Reports can be serialized with to_dict() or inspected as a pandas DataFrame with to_pandas().

Auto Clean

suggest_cleaning() converts profile signals into pipeline-compatible cleaning steps. auto_clean() applies those steps for you.

Python
suggestions = ar.suggest_cleaning(frame)
clean = ar.pipeline(frame, suggestions)

# Safe mode trims whitespace only
safe = ar.auto_clean(frame)

# Strict mode also applies deterministic casts and exact deduplication
strict, report = ar.auto_clean(frame, mode="strict", return_report=True)

Safe by default

auto_clean(mode="safe") only applies low-risk whitespace cleanup. Use mode="strict" when deterministic casts and exact duplicate removal are acceptable for your workflow.

Schema Validation

Schema and Field let you express production data contracts directly in Python.

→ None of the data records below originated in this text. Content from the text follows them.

PR #230, opened 2016-05-11
Opt out from waiting for DONE_IN_PROC messages by setting NO COUNT ON for statements that don't need it

danielmarbach:
Connects to: #231 

Caveat first: This might be an esoteric change.

NO COUNT ON: Stops the message that shows the count of the number of rows affected by a Transact-SQL statement or stored procedure from being returned as part of the result set.

[Official MS statement](https://msdn.microsoft.com/en-us/library/ms189837.aspx)

> SET NOCOUNT ON prevents the sending of DONE_IN_PROC messages to the client for each statement in a stored procedure. For stored procedures that contain several statements that do not return much actual data, or for procedures that contain Transact-SQL loops, setting SET NOCOUNT to ON can provide a significant performance boost, because network traffic is greatly reduced.

Although detailed analysis[ from Dale on his blogs ](http://daleburnett.com/2014/01/everything-ever-wanted-know-set-nocount/)shows that

> The documentation claims that setting NOCOUNT on can have significant network bandwidth savings. As we can see this is on a case-by-case basis determined by the number of non-data returning statements being executed relative to the amount of results returned. A WHILE loop that executes 10,000 times in a procedure that only returns one row will see a great reduction in traffic relative to the size of the entire result set. But a few non-data returning statements in a batch that returns thousands and thousands of rows will see practically zero percentage change in bandwidth.

## WITH NOCOUNT OFF

image

## WITH NOCOUNT ON

image

Costs of the call are non-existing so I don't think it would hurt.

image

Permissions: Requires membership in the public role.

Local analysis shows not big of a difference. We would need to test with higher latency though

https://docs.google.com/a/nservicebus.com/spreadsheets/d/13v7llKhqZgNpU-_7KT76pZvd-ke8TXnigFsu1DbS_qw/edit?usp=sharing

### Sends

image

### Receives

image

## Readings

- https://msdn.microsoft.com/en-us/library/ms189837.aspx
- https://msdn.microsoft.com/en-us/library/dd340553.aspx
- http://daleburnett.com/2014/01/everything-ever-wanted-know-set-nocount/

### DIFF
--- a/src/NServiceBus.SqlServer/Queuing/Sql.cs
+++ b/src/NServiceBus.SqlServer/Queuing/Sql.cs
@@ -5,13 +5,27 @@ namespace NServiceBus.Transport.SQLServer
         internal const string PurgeText = "DELETE FROM {0}.{1}";
 
         internal const string SendText =
-            @"INSERT INTO {0}.{1} ([Id],[CorrelationId],[ReplyToAddress],[Recoverable],[Expires],[Headers],[Body])
-                                    VALUES (@Id,@CorrelationId,@ReplyToAddress,@Recoverable,CASE WHEN @TimeToBeReceivedMs IS NOT NULL THEN DATEADD(ms, @TimeToBeReceivedMs, GETUTCDATE()) END,@Headers,@Body)";
+            @"
+              DECLARE @NOCOUNT VARCHAR(3) = 'OFF';
+              IF ( (512 & @@OPTIONS) = 512 ) SET @NOCOUNT = 'ON'
+              SET NOCOUNT ON;
 
-        internal const string ReceiveText =
-            @"WITH message AS (SELECT TOP(1) * FROM {0}.{1} WITH (UPDLOCK, READPAST, ROWLOCK) WHERE [Expires] IS NULL OR [Expires] > GETUTCDATE() ORDER BY [RowVersion])
-			DELETE FROM message
-			OUTPUT deleted.Id, deleted.CorrelationId, deleted.ReplyToAddress, deleted.Recoverable, deleted.Headers, deleted.Body;";
+              INSERT INTO {0}.{1} ([Id],[CorrelationId],[ReplyToAddress],[Recoverable],[Expires],[Headers],[Body])
+              VALUES (@Id,@CorrelationId,@ReplyToAddress,@Recoverable,CASE WHEN @TimeToBeReceivedMs IS NOT NULL THEN DATEADD(ms, @TimeToBeReceivedMs, GETUTCDATE()) END,@Headers,@Body);;
+
+              IF(@NOCOUNT = 'ON') SET NOCOUNT ON;
+              IF(@NOCOUNT = 'OFF') SET NOCOUNT OFF;";
+
+        internal const string ReceiveText = @"
+            DECLARE @NOCOUNT VARCHAR(3) = 'OFF';
+            IF ( (512 & @@OPTIONS) = 512 ) SET @NOCOUNT = 'ON';
+            SET NOCOUNT ON;
+
+            WITH message AS (SELECT TOP(1) * FROM {0}.{1} WITH (UPDLOCK, READPAST, ROWLOCK) WHERE [Expires] IS NULL OR [Expires] > GETUTCDATE() ORDER BY [RowVersion])
+            DELETE FROM message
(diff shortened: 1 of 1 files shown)


danielmarbach:
@Particular/sqlserver-transport-maintainers please review

ramonsmits:
Usage of NO COUNT ON very often has a positive impact when doing multiple queries in a single roundtrip or as the link states doing multiple queries in a single stored procedure.

We are not doing that here hence not noticing a big improvement.

My main concern here is that the 'default' state is not reset.

If the connection was already SET NOCOUNT ON, this PR now sets it to SET NOCOUNT OFF which can have a negative performance impact

I see SET NOCOUNT ON/OFF not as a responsibility of the query but of the connection factory. I rather see it done here:

https://github.com/Particular/NServiceBus.SqlServer/blob/develop/src/NServiceBus.SqlServer/Configuration/SqlConnectionFactory.cs

Please be aware that NHibernate persistence requires NO COUNT OFF in order for its optimistic concurrency to behave correctly.

danielmarbach:
How about this we change it to:

```
SET NOCOUNT ON;
-- INSERT or CTE
DECLARE @NOCOUNT VARCHAR(3) = 'OFF';
IF ( (512 & @@OPTIONS) = 512 ) SET @NOCOUNT = 'ON';
if(@NOCOUNT = 'ON') SET NOCOUNT ON;
if(@NOCOUNT = 'OFF') SET NOCOUNT OFF;
```

ramonsmits:
I see that `@@OPTIONS` is 2008+, do we support earlier SQL versions? 

I just did a test and @@options only contained the current value if I added a GO:

```sql
SET NOCOUNT ON;

DECLARE @NOCOUNT VARCHAR(3) = 'OFF';
IF ( (512 & @@OPTIONS) = 512 ) SET @NOCOUNT = 'ON';
if(@NOCOUNT = 'ON') print 'on';
if(@NOCOUNT = 'OFF') print 'off';

SET NOCOUNT OFF;

IF ( (512 & @@OPTIONS) = 512 ) SET @NOCOUNT = 'ON';
if(@NOCOUNT = 'ON') print 'on';
if(@NOCOUNT = 'OFF') print 'off';
--
on
on
```

vs

```sql
SET NOCOUNT ON;
GO

DECLARE @NOCOUNT VARCHAR(3) = 'OFF';
IF ( (512 & @@OPTIONS) = 512 ) SET @NOCOUNT = 'ON';
if(@NOCOUNT = 'ON') print 'on';
if(@NOCOUNT = 'OFF') print 'off';

SET NOCOUNT OFF;
GO

DECLARE @NOCOUNT VARCHAR(3) = 'OFF';
IF ( (512 & @@OPTIONS) = 512 ) SET @NOCOUNT = 'ON';
if(@NOCOUNT = 'ON') print 'on';
if(@NOCOUNT = 'OFF') print 'off';

--
on
off
```

So in order to correctly read @@OPTIONS it seems the SET NOCOUNT ON/OFF should be part of another statement.

ramonsmits:
And as the @@options needs to be read from its state before the INSERT/DELETE your statement would indeed work @danielmarbach

danielmarbach:
2008 and above

danielmarbach:
Implemented NOCOUNT properly so that it is reset to the previously seen value

danielmarbach:
@ramonsmits could there be an impact on the NH persistence ? Since the NOCOUNT is only applied to a single statement I figured not

danielmarbach:
Got a review today from a SQL server MVP. He said specifying NOCOUNT like done in this PR is best practice

ramonsmits:
I would say, lets really measure it and see if it has a benefit. It does add more complexity to the query so if there is no measurable performance difference it should not be merged.

danielmarbach:
I just confirmed this again with another data platform MVP. We should definitely do this.

tmasternak:
@ramonsmits can we use `EndToEnd` tests for that? How complicated would that be?

tmasternak:
Lets reuse AWS instances prepared by @SzymonPobiega and test it and If we seen performance gains let's merge it.

tmasternak:
I'm merging this one. It is a best practice and is scoped only to single statements + we do not share connection with nHiberante persister. If we see problems with performance we can always backtrack.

Validation returns all issues instead of stopping at the first failure.

Python
schema = ar.Schema({
    "id": ar.Int64(nullable=False, unique=True),
    "email": ar.Email(nullable=False),
    "status": ar.String(allowed={"active", "blocked"}),
    "revenue": ar.Float64(nullable=True, min=0),
}, strict=True)

result = schema.validate(frame)
print(result.passed)
print(result.summary())
print(result.to_pandas())

Built-in field helpers include Int64, Float64, String, Bool, Email, and URL. Rules support nullable checks, min/max values, uniqueness, allowed sets, regular expressions, and string length bounds.